The Sixties, Popular Music, Protest
and Confused Messages
The Beatles, Rolling Stones and The
Who continue to gather fans fifty years after they formed. Music is a major
part of sixties nostalgia but protest movements were also in full swing, and
over contentious issues still reverberating today. This series of blogs looks
at how sixties popular music provided another voice to protest groups but also
how just music style possibly mirrored disparities more widely found within the
internal politics of protest. Besides the bands and music more readily
associated with the decade, jazz was highly popular.
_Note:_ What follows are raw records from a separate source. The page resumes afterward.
PR #344, opened 2018-07-11
Add procedure for testing after chat with David

diversemix:
#### Background

Adds the procedure for ui component testing

### DIFF
--- a/docs/developing/ui-component-testing.md
+++ b/docs/developing/ui-component-testing.md
@@ -5,7 +5,7 @@ you have created will be in tip-top shape for the site.
 
 ## Browsers to check
 
-It doesn't have to look exactly the same in every browser, but it should look similar and work properly in current versions of these evergreen browsers:
+It doesn't have to look exactly the same in every browser, but it should look similar and work properly in current versions of these browsers:
 
 ### Desktop
 
@@ -28,5 +28,7 @@ Latest versions of:
 ## Procedure to follow
 
 * Visually check the html of the component.
-* Audibly check the description of the component.
+* Audibly check the description of the component, where possible with:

Not many people have heard of The
Real Ambassadors, an album telling the story of the US State
Department funded cultural exchange tours of the late fifties and early sixties,
using high profile jazz performers.[1]
By choosing a ‘home-grown’ popular music culture the US sought to promote
itself to the world as a liberal and ‘cool’ alternative to totalitarian
communism. Performers like Louis Armstrong and John Birks “Dizzy” Gillespie
found themselves wrestling with being representatives of freedom, while at home
African Americans suffered racial segregation.
Armstrong, nicknamed Satchmo, was
loved by many for his music and his gentle, happy persona. In 1957, during the
Little Rock Crisis, he angrily told a reporter, much to the surprise of friends
and fans, Eisenhower was “two faced” and Faubus, the Arkansas Governor, was an
“uneducated plow boy.”[2]
Upcoming cultural exchange tours were cancelled Shortly afterwards Eisenhower
used troops to force integration, a move rewarded with gratitude in a telegram
from Satchmo. Reading Satchmo Blows Up the World, you could become
convinced that the actions of a jazz ambassador proved pivotal in the
President’s intervention; that might be stretching a point.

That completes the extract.